Ad Blocker Detected
Our website is made possible by displaying online advertisements to our visitors. Please consider supporting us by disabling your ad blocker.
Anthony Atala received an award for his innovations in 3D printing to create human organs in Smithsonian Magazine’s 2016 American Ingenuity Awards after visiting the National Portrait Gallery in Washington, DC on December 8, 2016. Photo credit: Leah Puttkammer, Getty Images
Regeneration of a solid organ for transplant can take years to reach patients. But regenerative medicine technology as an instrument for discovering and testing new drugs? It’s already happening.
In Winston-Salem, North Carolina, scientists are 3D printing miniature organs that model the anatomy and function of the heart, liver, lungs and even the brain, said Anthony Atala, a professor of urology at Wake Forest University. Their “lifetimes” are only months, but that’s more than enough time to evaluate a drug in ways that laboratory tests or even animal studies cannot.
“After investing tens of millions of dollars, 90% of these drugs will fail if a drug is accepted into a phase 1 clinical trial through the FDA,” said Atala on March 24 at the Oracle Health Sciences Connect 2021 conference. “It’s because of the tests, which aren’t really accurate. Hence the strategy is to create these miniature organs. “
Atala is the director of the Wake Forest Institute for Regenerative Medicine (WFIRM), which studies about 40 different tissues and organs. So far, the institute has launched 15 technologies that use human cells to construct tissues and organs.
The drug tests take place on organoids, an in vitro system that stands for an organ. These miniature organs can be made in both healthy and diseased states, Atala said. These chips can produce the human equivalent of physiological responses. For example, scientists can induce a heart attack or a stroke to assess what a drug would do to an organ affected by these conditions.
WFIRM’s drug research represents a convergence of technologies. This body-on-a-chip technology is used to screen libraries of compounds for safety and efficacy prior to animal studies and clinical trials, Atala said. The data is cataloged at every step of the process. Artificial intelligence can then be applied to find patterns in the data, thereby improving predictive modeling for drug development.
Wake Forest research is conducted as part of the Humanoid Sensor Consortium, a partnership made up of pharmaceutical companies, academic institutions, and government agencies. WFIRM’s own drug discovery workforce includes the Biomedical Advanced Research and Development Authority (BARDA), which has allocated $ 25 million to research potential countermeasures against chemical agents. The Defense Threat Reduction Agency (DTRA) has allocated more than $ 26 million to develop countermeasures for nerve agents.
The technologies that are closest to patients are part of a new approach to personalized medicine. The miniature organs help oncologists make treatment decisions. A patient’s own tissue is used to create tumors on a chip, which are then used to test various chemotherapy regimens. These chips are currently being evaluated in clinical studies.
“Instead of trying a treatment for six months and finding that it doesn’t work, and then trying another regimen, the tumor may be too far away by then,” Atala said. “We can now try to define the best treatment before the patient receives the first dose.”
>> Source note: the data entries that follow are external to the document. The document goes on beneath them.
PR #2844, opened 2026-08-31
[multi-lora v2 5/7] Tinker gateway protocol face

yueming-yuan:

Add the gateway's protocol and scheduling layers under `miles/tinker/core` and `miles/tinker/server`.

- Per-model streams order and deduplicate requests. The planner packs compatible datums or merges ready optimizer barriers.
- A terminal forward/backward, optimizer-step, or load failure ends the affected model stream and fails its queued requests. Completed futures retain their results. Authenticated content-validation failures with a valid sequence settle at that position, so later training cannot skip a failed command.
- JSON and protobuf boundaries validate SDK datums and render future results. Authentication accepts `X-API-Key` and bearer tokens.

A sampler save exports the current adapter and returns its path after the immutable directory commits. It makes no inference-engine calls and neither applies nor discards accumulated gradients. Sampling resolves ownership and base-model compatibility from the saved metadata whether or not the training model still exists. There is no separate in-memory publication registry.

Known request-local forward-only and sampling failures leave the training stream available. Checkpoint load/save/export execution failures terminate the shared trainer cell and service; `load_state` rejects `sampler_weights` before metadata lookup or backend execution because the training loader requires Megatron DCP. `weights_info` remains available for both checkpoint kinds. Failed sampling does not invalidate a saved snapshot. Unknown trainer and background-task failures reach the serving supervisor. This implements failure handling and isolation; automatic recovery and stream replay are not implemented.

Model creation rechecks its record under the trainer lock. Model closure fails its creation future and only unloads initialized slots. Creation, training, and sampling duplicates whose results expired receive a stable terminal failure without replaying backend work. Unknown sampling sessions are user errors; foreign-tenant sessions remain ownership errors.

Futures, sessions, leases, deduplication, and unsaved accumulation are process-local. Saved checkpoints retain ownership and adapter metadata. These protocol layers do not import `miles.ray` or `miles.backends`; runtime wiring follows in #2845.

Request completion is centralized in `_finish_request`; batch and barrier execution share its failure policy. Checkpoint helpers live in `core/utils.py`, request validation stays in the service, and retry-result retention belongs to `FutureStore`. The dispatcher cancels and awaits its model-creation, sampling, and lease tasks before exiting.

Saving preserves the public checkpoint link; loading resolves it once before metadata validation and backend execution. Legacy checkpoints can be loaded, while legacy-directory overwrites are rejected before reaching the trainer.

Stacked on #2843.

Validation:

Session lease correction: models, sampling sessions, and in-flight sampling requests track their owning session. Expiry reclaims only that session’s resources; direct sessionless sampling is unaffected. The sweep decides expiry after acquiring the trainer lock and settles sampling futures before cancellation.

Validation: a real-service/fake-backend before/after probe reproduced stale model retention and confirmed selective slot reclamation. No regression tests are added for this change. Full pre-commit passed; CPU CI execution is pending.

Protobuf loss configuration: prefer v2 number/text values when present, otherwise decode the legacy numeric map. SDK 0.26.2 protobuf probes cover legacy, v2 precedence, v2-only values, zero, empty text, and malformed values. Full pre-commit passed; no regression tests were added.


yueming-yuan:
Planner rewritten to the final architecture (no interim FCFS-passthrough): per-model streams compile command runs into commutative windows; the planner packs ready datums across models into WorkUnits by (kind, loss_fn, config) equivalence class under a token budget — cross-tenant packing and large-request splitting are the same datum-granular bin-packer; ready optim barriers of different models merge into one BarrierUnit (`step_adapter_slots` takes the slot dict). Completion accounting reassembles per-datum outputs back to per-request promises; a request may span units and a unit may span requests.

In-memory fake-executor smoke covers packing, barrier merge, seq ordering across barriers, out-of-order arrival, idempotent resubmit, and tenant ownership.

yushengsu-thu (approved):

miles/tinker/core/service.py
```diff
@@ -0,0 +1,686 @@
...
+        return session_id
+
+    def heartbeat(self, tenant: str, session_id: str) -> None:
+        session = self.sessions.get(session_id)
+        if session is not None and session["tenant"] == tenant:
+            session["last_heartbeat"] = time.monotonic()
+
+    def create_model(self, tenant: str, payload: dict) -> tuple[str, str]:
+        """Two-phase like every command: allocate now, initialize the slot behind the future."""
+        base_model = payload["base_model"]
```
nanjiangwill, line 81: `CreateModelRequest` includes `session_id` and `model_seq_id`, but this method ignores both and always allocates a random model and slot. Tinker 0.26.2’s generated POST client retries up to 10 times by default with the same request body, so a lost response can run `load_slot()` twice and consume two slots. The model is also leased by tenant, so another live session for the same API key keeps it alive. Validate the session, key creation by `(tenant, session_id, model_seq_id)`, store the owning session, and return the existing future/model on retry.

miles/tinker/core/service.py
```diff
@@ -0,0 +1,686 @@
...
+                )
+
+    async def _run_create_model(self, request_id: str, record: ModelRecord) -> None:
+        try:
+            async with self._backend_lock:
+                await self.backend.load_slot(record.slot, record.lora_rank, record.lora_alpha)
+        except Exception as error:
+            self.models.pop(record.model_id, None)
+            self.planner.remove_stream(record.model_id)
+            self.free_slots.add(record.slot)
```
nanjiangwill: `load_slot()` can fail after `init_adapter_slot`, gradient reset, or optimizer reset has already mutated some ranks, but this exception path returns the slot directly to `free_slots`. The test fails before any mutation, so it does not cover that state. Run `unload_slot()` before reuse and return the slot only if cleanup succeeds; otherwise quarantine it.

miles/tinker/core/service.py
```diff
@@ -0,0 +1,686 @@
...
+        """None -> the HTTP layer answers 410 and the SDK resubmits."""
+        return self.futures.get(request_id, tenant)
+
+    # -------- sampling plane (future-based but never queues) --------
+
+    def create_sampling_session(self, tenant: str, payload: dict) -> str:
+        sampling_session_id = f"sampling-{uuid.uuid4().hex}"
+        self.sampling_sessions[sampling_session_id] = {
+            "tenant": tenant,
+            "model_path": payload.get("model_path"),
```
nanjiangwill: `CreateSamplingSessionRequest` carries `session_id`, `sampling_session_seq_id`, and a `base_model`/`model_path` binding, but this stores only `model_path`. Later SDK sample requests normally send only `sampling_session_id`, so a session created with `base_model="other"` is accepted and then samples this gateway’s configured base model. The stable `(session_id, sampling_session_seq_id)` is also ignored, so a retry creates another session. Validate the parent session and model selection, store the full binding, and deduplicate creation by that pair.

miles/tinker/core/service.py
```diff
@@ -0,0 +1,686 @@
...
+            if session["tenant"] != tenant:
+                raise OwnershipError("sampling session does not belong to this tenant")
+            model_path = model_path or session["model_path"]
+        if payload.get("num_samples", 1) > self.config.max_samples_per_request:
+            raise UserInputError(
+                f"num_samples {payload['num_samples']} exceeds max_samples_per_request="
+                f"{self.config.max_samples_per_request}"
+            )
+        lora_name, lora_path = self._resolve_sampler(tenant, model_path) if model_path else (None, None)
+        future = self.futures.create(model_path or "base", tenant)
```
nanjiangwill: `decode_sample_request()` drops `seq_id`, and `submit_sample()` always creates a new future and task. Tinker 0.26.2 calls `execute_with_retries()` with the same request ID, so a lost response runs generation again and returns different IDs. Preserve `seq_id`, deduplicate by `(sampling_session_id, seq_id)` before scheduling, return the retained result on retry, and fail terminally after retention expires.

miles/tinker/core/service.py
```diff
@@ -0,0 +1,686 @@
...
+
+    def submit(self, tenant: str, op: str, payload: dict) -> str:
+        """Admit a decoded command; content errors settle its future as a user failure."""
+        try:
+            op = CommandOp(op)
+        except ValueError:
+            raise UserInputError(f"unknown command op {op!r}") from None
+        model_id = payload["model_id"]
+        self.get_model(tenant, model_id)
+        seq_id = payload["seq_id"]
```
nanjiangwill: Non-blocking: `ModelStream` advances only from watermark 0 to sequence 1, but `submit()` accepts `seq_id <= 0` and non-integers. Those entries can never match `watermark + 1`, so their futures remain pending forever. Reject non-integers and values below 1 before creating the future; protobuf’s missing value is 0, so cover that boundary.

miles/tinker/core/service.py
```diff
@@ -0,0 +1,686 @@
...
+    async def _retire_after_failed_step(self, stream, pending, error: str) -> None:
+        """The slot may hold a half-applied or rank-divergent step; it must not keep serving."""
+        message = f"model unloaded after a failed optimizer step ({error}); restore from a checkpoint"
+        self.futures.fail(pending.command.request_id, message, "server")
+        stream.finish(pending)
+        await self._evict_model(stream.model_id, message, "server")
+
+    async def _fail_if_poisoned(self, stream, pending) -> bool:
+        """Fail the next optimizer step when a batch discarded its accumulated gradients."""
+        poison = self._poisoned_slots.pop(stream.slot, None)
```
nanjiangwill: `_poisoned_slots.pop()` runs before `zero_grads()`. If `zero_grads()` raises, `_run_barrier()` fails the current optimizer request, but the poison has already been forgotten; the next `optim_step` can run on ambiguous gradients. Keep the poison until cleanup succeeds. If cleanup fails, retire or quarantine the model instead of continuing to serve it.

miles/tinker/core/service.py
```diff
@@ -0,0 +1,686 @@
...
+            outcomes = await self.backend.optim_step(
+                {stream.slot: pending.command.payload["adam_params"] for stream, pending in entries}
+            )
+        except Exception as error:  # noqa: BLE001  can fail after some slots already stepped
+            logger.exception("the optimizer step failed at the backend level")
+            for stream, pending in entries:
+                await self._retire_after_failed_step(stream, pending, f"{type(error).__name__}: {error}")
+            return
+        for stream, pending in entries:
+            outcome = outcomes[stream.slot]
```
nanjiangwill: Non-blocking: validate the complete outcome map before settling any future. This loop can resolve and remove one stream, then hit a missing or malformed outcome for a later slot. `_run_barrier()` then calls `_fail_barrier()` for every entry, and the second `stream.finish()` on the already removed entry raises `ValueError`, terminating `service.run()`. A validation pass before settlement avoids the partial state.

miles/tinker/server/proto_codec.py
```diff
@@ -0,0 +1,121 @@
...
+            tokens.extend(np.frombuffer(chunk.encoded_text.tokens, dtype=np.int32).tolist())
+        inputs = {name: _decode_tensor(name, tensor) for name, tensor in datum.loss_fn_inputs.items()}
+        datums.append(build_datum(tokens, inputs, index))
+
+    decoded = {
+        "model_id": message.model_id,
+        "seq_id": message.seq_id,
+        "datums": datums,
+        "loss_fn": message.loss_fn,
+        "loss_fn_config": dict(message.loss_fn_config),
```
nanjiangwill, line 50: Non-blocking compatibility note: this decodes only the legacy `loss_fn_config`. Tinker 0.26.2 dual-writes numeric values to both maps but writes strings only to `loss_fn_config_v2`, so string settings are silently dropped. Prefer `loss_fn_config_v2` when present and fall back to the legacy map.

Regenerated organs are on the way, Atala said. Technical skin products come onto the market. The next regenerative tissue products will be a little more complex and take on tubular structures. WFIRM regenerated urethra by taking a small sample of tissue from a patient and dilating those cells in a laboratory. These cells colonize a bioresorbable scaffold that can then be implanted in the patient.
Solid organs pose the greatest challenge to regenerative medicine. These organs are made up of many more cells that need to be nourished by the blood supply. WFIRM’s research includes kidneys. A small sample of tissue from a patient is expanded in a laboratory to obtain “kidney units” that can produce urine. These kidney units can then be implanted in the patient. Atala said this research is moving into phase 3 testing for patients with end-stage kidney failure.
When WFIRM began in 2004, scientists didn’t begin research by looking at which patients regenerative medicine technology could help most, Atala said. But now it seems that the greatest area of need seems to be kidney transplant patients.
“As you know, 80% of patients on the transplant waiting list are actually waiting for a kidney,” Atala said. “So if we can dent this population, that would be a great thing.”